Lawrence DiRita said he was not aware that any insurgent leaders have come forward, but he said US military commanders frequently are approached by people claiming to be intermediaries for others seeking contacts with authorities.

"I think there's always a desire to try and give people an opportunity to end their opposition to the transition to self-reliance, to the transition to Iraqi rule. There's always a hope that people will step forward," he said.

"And I think the people who are involved in this know that the Iraqi transitional government has itself been doing its own analysis of who might be willing to end the fight and who is worth having those kinds of discussions with," he said.

Time magazine reported Sunday that Pentagon officials have been in direct contact with representatives from Iraq's Sunni insurgency to negotiate an end to ongoing attacks against US troops there.

It quoted a senior insurgent negotiator who told the magazine that two meetings have already taken place, and also said unnamed sources in Washington confirmed the US contacts with insurgent leaders.

"Since the elections, obviously, a lot of Iraqis who have been opposing this transition to self-government in Iraq are, I would guess, rethinking their situation," DiRita said.

DiRita said US military commanders do their best to put people who approach them in touch with the appropriate officials.

But he stressed that it is the Iraqi transitional government and the US Embassy who have the lead, not the US military, and no talks were being held independently with the insurgents.

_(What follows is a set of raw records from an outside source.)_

PR #7576, opened 2024-06-02
feat(core-flows,modules-sdk,types,medusa,link-modules): adds variant <> inventory item link endpoints

riqwan:
what:

- adds variant inventory link management endpoints:
```
Link inventory item to variant
POST /products/:id/variants/:vid/inventory-items

Update variant's inventory item link
POST /products/:id/variants/:vid/inventory-items/:iid

Unlink variant's inventory item
DELETE /products/:id/variants/:vid/inventory-items/:iid
```

- a batch endpoint that does the above 3 across variants
```
POST /products/:id/variants/inventory-items
```

### DIFF
--- a/integration-tests/modules/__tests__/common/workflows.spec.ts
+++ b/integration-tests/modules/__tests__/common/workflows.spec.ts
@@ -191,7 +191,7 @@ medusaIntegrationTestRunner({
 
             expect(errors).toEqual([
               {
-                action: "update-links-step",
+                action: "update-remote-links-step",
                 handlerType: "invoke",
                 error: expect.objectContaining({
                   message: `Could not find all existing links from data`,
--- a/packages/core/core-flows/src/common/steps/dismiss-remote-links.ts
+++ b/packages/core/core-flows/src/common/steps/dismiss-remote-links.ts
@@ -5,6 +5,7 @@ import { ContainerRegistrationKeys } from "@medusajs/utils"
 
 type DismissRemoteLinksStepInput = LinkDefinition | LinkDefinition[]
 
+// TODO: add ability for this step to restore links from only foreign keys
 export const dismissRemoteLinkStepId = "dismiss-remote-links"
 export const dismissRemoteLinkStep = createStep(
   dismissRemoteLinkStepId,
--- a/packages/modules/link-modules/src/services/dynamic-service-class.ts
+++ b/packages/modules/link-modules/src/services/dynamic-service-class.ts
@@ -1,4 +1,5 @@
 import { Constructor, ILinkModule, ModuleJoinerConfig } from "@medusajs/types"
+import { isDefined } from "@medusajs/utils"
 import { LinkModuleService } from "@services"
 
 export function getModuleService(
@@ -11,9 +12,9 @@ export function getModuleService(
 
   // If extraDataFields is not defined, pick the fields to populate and validate from the
   // database config if any fields are provided.
-  if (typeof joinerConfig_.extraDataFields === "undefined") {
+  if (!isDefined(joinerConfig_.extraDataFields)) {
     joinerConfig_.extraDataFields = Object.keys(
-      databaseConfig.extraDataFields || {}
+      databaseConfig.extraFields || {}
     )
   }
 
--- a/packages/core/core-flows/src/common/steps/update-remote-links.ts
+++ b/packages/core/core-flows/src/common/steps/update-remote-links.ts
@@ -6,6 +6,10 @@ export const updateRemoteLinksStepId = "update-remote-links-step"
 export const updateRemoteLinksStep = createStep(
   updateRemoteLinksStepId,
   async (data: LinkDefinition[], { container }) => {
+    if (!data.length) {
+      return new StepResponse([], [])
+    }
+
     const link = container.resolve<RemoteLink>(
       ContainerRegistrationKeys.REMOTE_LINK
     )


packages/core/modules-sdk/src/remote-link.ts
```diff
@@ -453,4 +455,72 @@ export class RemoteLink {
...
+
+    for (const [serviceName, filters] of serviceLinks) {
+      const service = this.modulesMap.get(serviceName)!
+
+      promises.push(
+        service
+          .list({ $or: filters })
+          .then((links: any[]) =>
+            options?.asLinkDefinition
+              ? convertRecordsToLinkDefinition(links, service)
```
riqwan, line 499: @carlos-r-l-rodrigues please take a look at this method, more specifically this transformation.

Outside of this class, its hard for workflows to accurately perform a revert because it doesn't have information about which fields in the database are the primary keys or which one are extra "data" fields.

I've added a helper in this class to convert database records to link definition shape, which the workflows can then pass around to all the create/update/dismiss methods. I quite liked using it as it made the workflows super easy. 

wdyt? Let me know if you have a better idea 🤞🏻

packages/core/modules-sdk/src/remote-link.ts
```diff
@@ -453,4 +455,72 @@ export class RemoteLink {
...
+      if (!service) {
+        throw new Error(
+          linkingErrorMessage({
+            moduleA,
+            moduleAKey,
+            moduleB,
+            moduleBKey,
+            type: "link",
+          })
+        )
```
carlos-r-l-rodrigues: do you mind to create a private function `getLinkModuleOrThrow`? it can also be public.
there are now 3 places doing that same thing.

packages/core/modules-sdk/src/remote-link.ts
carlos-r-l-rodrigues: This looks good. Nice addition to it.

packages/core/types/src/modules-sdk/index.ts
```diff
@@ -137,6 +137,7 @@ export type ModuleJoinerConfig = Omit<
    */
   schema?: string
   relationships?: ModuleJoinerRelationship[]
+  extraFields?: string[]
```
carlos-r-l-rodrigues: suggestion: `extraDataFields`
at a first glance I thought this was the same that is inside `databaseConfig`.
And if you don't mind, we could add a comment below saying that `databaseConfig` won't be present on the public `__joinerConfig`, and the extra fields from there will be populated here if not defined.

packages/modules/link-modules/src/services/dynamic-service-class.ts
```diff
@@ -5,7 +5,12 @@ export function getModuleService(
   joinerConfig: ModuleJoinerConfig
 ): Constructor<ILinkModule> {
   const joinerConfig_ = JSON.parse(JSON.stringify(joinerConfig))
+  const databaseConfig = joinerConfig_.databaseConfig
+
   delete joinerConfig_.databaseConfig
+
+  joinerConfig_.extraFields = Object.keys(databaseConfig.extraFields || {})
```
carlos-r-l-rodrigues: I think we can rename this to extraDataFields to do not be mixed up to the one inside databaseConfig, and I  believe if there is something already defined on this field we must validate if all of them are defined inside databaseConfig, or throw.

packages/core/types/src/modules-sdk/index.ts
riqwan: Ah wait, I think I added this in the wrong place. Should be in the loaded module type and it's a generated read-only attribute derived from the database config.

Does this need to be a configurable field?

packages/core/modules-sdk/src/remote-link.ts
riqwan: Yes sure. There's a TODO on line 464 to do this exactly. I wanted to get your ✅ on the approach before I do that

packages/core/types/src/modules-sdk/index.ts
carlos-r-l-rodrigues: The use cases I see to keep it here, is if someone wants extra fields added to the database, but don't want to update them from the application.
Or if you replace the link module by a custom module or an external module and you can't infer these fields.
So I think it is a good thing to keep it configurable.

riqwan: Added 👍🏻

carlos-r-l-rodrigues (approved):

integration-tests/modules/__tests__/common/workflows.spec.ts
```diff
@@ -0,0 +1,314 @@
...
+  updateLinksWorkflow,
+  updateLinksWorkflowId,
+} from "@medusajs/core-flows"
+import { Modules } from "@medusajs/utils"
+import { medusaIntegrationTestRunner } from "medusa-test-utils/dist"
+import { createAdminUser } from "../../../helpers/create-admin-user"
+
+jest.setTimeout(50000)
+
+export const adminHeaders = {
```
sradevski: You can import this from the helpers

packages/core/core-flows/src/common/steps/dismiss-remote-links.ts
```diff
@@ -13,18 +13,27 @@ export const dismissRemoteLinkStep = createStep(
     const link = container.resolve<RemoteLink>(
       ContainerRegistrationKeys.REMOTE_LINK
     )
+
+    // Our current revert strategy for dismissed links are to recreate it again.
```
sradevski, line 23: Should we open a ticket to support this out of the box? I think having to keep the original data in memory here is a lot more wasteful

packages/medusa/src/api/admin/products/validators.ts
```diff
@@ -235,3 +236,56 @@ export const AdminBatchUpdateProduct = AdminUpdateProduct.extend({
...
+  })
+  .strict()
+export type AdminBatchUpdateVariantInventoryItemType = z.infer<
+  typeof AdminBatchUpdateVariantInventoryItem
+>
+
+export const AdminBatchDeleteVariantInventoryItem = z
+  .object({
+    inventory_item_id: z.string(),
+    variant_id: z.string(),
```
sradevski, line 280: Shouldn't the variant be picked up from the route?

riqwan: The non batch ones do, this one is a batch across variants `/products/:id/variants/inventory-items`

packages/core/core-flows/src/common/steps/dismiss-remote-links.ts
riqwan: I think so. The only way to not do this would be to soft delete links. Would have to check if this approach was taken intentionally cc. @carlos-r-l-rodrigues

packages/medusa/src/api/admin/products/validators.ts
sradevski: @riqwan ah ok, cause eg. for the variants batch method we scope it to a single product (so in this case it would be `products/:id/variants/:id/inventory-items`), but if we have this use-case to manage inventory items across multiple variants then it's fine I guess 👍

packages/core/core-flows/src/common/steps/dismiss-remote-links.ts
sradevski: Yeah I was thinking we do soft-deletes like everywhere else, but let's see what Carlos says

carlos-r-l-rodrigues: They are soft deleted by default, even when you call the method RemoteLink.delete.
And the method create is an upsert under the hood. You can try to just call the create again with the PK and FK and it will just set the deleted_at null.
If this removes the extra fields, we'll need another method `restoreLink` or something...

packages/modules/link-modules/src/services/dynamic-service-class.ts
```diff
@@ -5,7 +5,18 @@ export function getModuleService(
   joinerConfig: ModuleJoinerConfig
 ): Constructor<ILinkModule> {
   const joinerConfig_ = JSON.parse(JSON.stringify(joinerConfig))
+  const databaseConfig = joinerConfig_.databaseConfig
+
   delete joinerConfig_.databaseConfig
+
+  // If extraDataFields is not defined, pick the fields to populate and validate from the
+  // database config if any fields are provided.
+  if (typeof joinerConfig_.extraDataFields === "undefined") {
```
carlos-r-l-rodrigues:
```suggestion
  if (!isDefined(joinerConfig_.extraDataFields)) {
```

packages/core/core-flows/src/common/workflows/batch-links.ts
```diff
@@ -0,0 +1,32 @@
...
+  batchLinksWorkflowId,
+  (
+    input: WorkflowData<
+      BatchWorkflowInput<LinkDefinition, LinkDefinition, LinkDefinition>
+    >
+  ) => {
+    const [created, updated, deleted] = parallelize(
+      createRemoteLinkStep(input.create || []),
+      updateRemoteLinksStep(input.update || []),
+      dismissRemoteLinkStep(input.delete || [])
```
adrien2p, line 23: suggestion: Can we check in all the steps that there is an input and otherwise return prematurely?

adrien2p (approved):

packages/core/core-flows/src/common/workflows/batch-links.ts
riqwan: all of them are doing that already :)

packages/core/core-flows/src/common/steps/dismiss-remote-links.ts
riqwan: Change doesn't seem as easy, I've added a TODO on the file.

"It's Iraqis, the Iraqi government, that will decide the terms of which any of this happens. Negotiations aren't for the United States to conduct, and to my knowledge, we're not conducting negotiations," he said.

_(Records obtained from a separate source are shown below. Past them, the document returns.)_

PR #7577, opened 2024-06-02
chore: Move customer + customer group integration tests and fixes issues

olivermrbl:
**What**
- Migrate to V2 and move admin customer integration tests from `/api` to `/http`
- Migrate to V2 and move admin customer group integration tests from `/api` to `/http`
- Add unique constraint to customer group name to stay backward compatible
- Add `GET /admin/customer-groups/:id/customers` endpoint
- Resolves minor issues spawning from migrating tests to V2

Note, a bunch of `/batch` tests were removed in the migration.


riqwan (approved):
✨ clean!

packages/modules/customer/src/models/customer-group.ts
```diff
@@ -1,21 +1,33 @@
...
-  ManyToMany,
-  Collection,
-  Filter,
 } from "@mikro-orm/core"
 import Customer from "./customer"
 import CustomerGroupCustomer from "./customer-group-customer"
 
 type OptionalGroupProps = DAL.SoftDeletableEntityDateColumns // TODO: To be revisited when more clear
 
+const CustomerGroupUniqueName = createPsqlIndexStatementHelper({
```
sradevski, line 24: Should we maybe normalize the group name to be case-insensitive?

packages/medusa/src/api/admin/customer-groups/middlewares.ts
```diff
@@ -64,4 +66,14 @@ export const adminCustomerGroupRoutesMiddlewares: MiddlewareRoute[] = [
       ),
     ],
   },
+  {
```
sradevski: I believe having `/admin/customers?customer_group=123` is better than having these relationship endpoints (and is the pattern we followed elsewhere, like price list products). 

We could always have this endpoint before releasing for backwards compatibility, but it should only reroute to the `/customers` endpoint. WDYT?

olivermrbl: Good push. I added this mainly to stay backward compatible, but I am fine removing them tbh. I don't imagine these endpoints are being used a lot, so maybe we should just introduce the breaking change. One less endpoint for us to maintain. Wdyt?

sradevski: @olivermrbl yeah I think we should go for it, and then when we think about migrations we look into what we want to keep as in v1 (and add a proxy for redirecting/remapping) and what we want to just go with a breaking change. But for now I think it's good to go from first principles and design the API as we want it.

packages/modules/customer/src/models/customer-group.ts
olivermrbl: To me names are a bit different from e.g. handles, and therefore I think we can have looser restrictions for them. 

E.g. I would be fine with having "VIP Customers" and "vip customers".

sradevski (approved):

PR #7580, opened 2024-06-03
chore: move CI to node 21

riqwan:


adrien2p (approved):

olivermrbl:
LGTM!

Only thing I thought about was that maybe it makes sense to always have our pipeline use the minimum supported node version, which will be 20 in 2.0. Wdyt?

riqwan:
Fair enough, looks like the performance benefit between 20 and 21 isn't significant. Will close this one! 🤞🏻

Time said Pentagon officials said the secret contacts with insurgent leaders were being conducted mainly by US diplomats and intelligence officers.

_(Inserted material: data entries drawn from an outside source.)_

PR #7915, opened 2024-07-03
fix(dashboard): breaking store page due to default currency

riqwan:
what:

- Remote query sets `take: null` for expand cases to prevent the default limit of 15 from being applied from the module
- safely traverses currency

### DIFF
--- a/packages/admin-next/dashboard/src/routes/store/store-detail/components/store-general-section/store-general-section.tsx
+++ b/packages/admin-next/dashboard/src/routes/store/store-detail/components/store-general-section/store-general-section.tsx
@@ -56,7 +56,7 @@ export const StoreGeneralSection = ({ store }: StoreGeneralSectionProps) => {
         {defaultCurrency ? (
           <div className="flex items-center gap-x-2">
             <Badge size="2xsmall">
-              {defaultCurrency.currency?.code?.toUpperCase()}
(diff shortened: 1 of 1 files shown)


packages/core/modules-sdk/src/remote-query.ts
```diff
@@ -222,6 +223,10 @@ export class RemoteQuery {
       )
     }
 
+    if (ids?.length && !hasPagination) {
+      options.take = null
+    }
```
riqwan, line 228: @carlos-r-l-rodrigues I've added this here as a way to retrieve all the expand relationships to be fetched. 

In this case, store was returning 50 sub resources, but remote query was only fetching 15 which was set at a module level. 

Let me know if there is a better way to approach this fix.

sradevski (commented):
LGTM, but I'll let Carlos approve

packages/core/modules-sdk/src/remote-query.ts
carlos-r-l-rodrigues: When querying by primary keys, the modules should remove this restriction anyway.
But that's ok to have it here.

carlos-r-l-rodrigues: Just double check if that should be a pk on the module you are querying.

carlos-r-l-rodrigues (approved):

PR #7919, opened 2024-07-03
Update stripe payment provider options

sradevski:
FIXES CORE-2283


packages/modules/payment/src/loaders/index.ts
```diff
@@ -1,2 +1 @@
 export * from "./providers"
-export * from "./defaults"
```
sradevski, line 2: Moved the code inside `providers` since it didn't load defaults, but instead it just wrote to the DB. This is more in-line with other loaders.

packages/modules/payment/src/loaders/providers.ts
```diff
@@ -37,4 +43,32 @@ export default async ({
...
+  const providersToCreate: CreatePaymentProviderDTO[] = []
+  for (const id of providersToLoad) {
+    if (loadedProvidersMap.has(id)) {
+      continue
+    }
+
+    providersToCreate.push({ id })
+  }
+
+  await paymentProviderService.create(providersToCreate)
```
riqwan, line 73: you can do an upsert with replace here to remove any providers that no longer exists.

riqwan (approved):

packages/modules/payment/src/loaders/providers.ts
sradevski: I also thought of it, but when I tried it it caused some issues in the platform (eg. if you've selected a default payment provider for the region, and then you remove it), so removing a payment provider will likely have to cascade to other modules as well, so it wasn't the right time :)

PR #7920, opened 2024-07-03
fix: only showcase tooltip when currency is not set

riqwan:


riqwan:
@shahednasser this one should fix the tooltip visibility

shahednasser (approved):
LGTM

PR #7923, opened 2024-07-03
feat: Make the Module require the service name

adrien2p:
**What**
The `Module` util will now require the service name. As part of the work, the Links returned by the `Module` will have a proper type inference of the service name as well as the field the end data will be attached to.

Screenshot 2024-07-03 at 14 29 08
Screenshot 2024-07-03 at 14 37 12

**NOTE**
This pr is preliminary step towards the `defineLink` util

Although they have no immediate plans to halt their attacks on US troops, the insurgents told Time their aim is to establish a political identity that can represent disenfranchised Sunnis and eventually negotiate an end to the US military's offensive in the Sunni triangle.

Insurgent negotiators have told their US interlocutors that they would accept a UN peacekeeping force as the US troop presence recedes, Time wrote in its latest issue.

Brigadier General David Rodriguez, meanwhile, said there has been a slight decline in insurgent attacks since the elections, but it was too soon to tell whether the trend would last.

He said it was "a pretty bloody weekend" with more than 40 people killed in a series of suicide bombings and attacks Saturday on Ashura, the holiest day of the year for Shiite Muslims. But the number of casualties on Ashura this year were just a third of those suffered last year, he said.

The number of Iraqi security forces now stands at 140,000, Rodriguez said. He said there are currently 155,000 US troops in the country, a number that is expected to decline in coming weeks to about 138,000 as troops held over for the elections return home.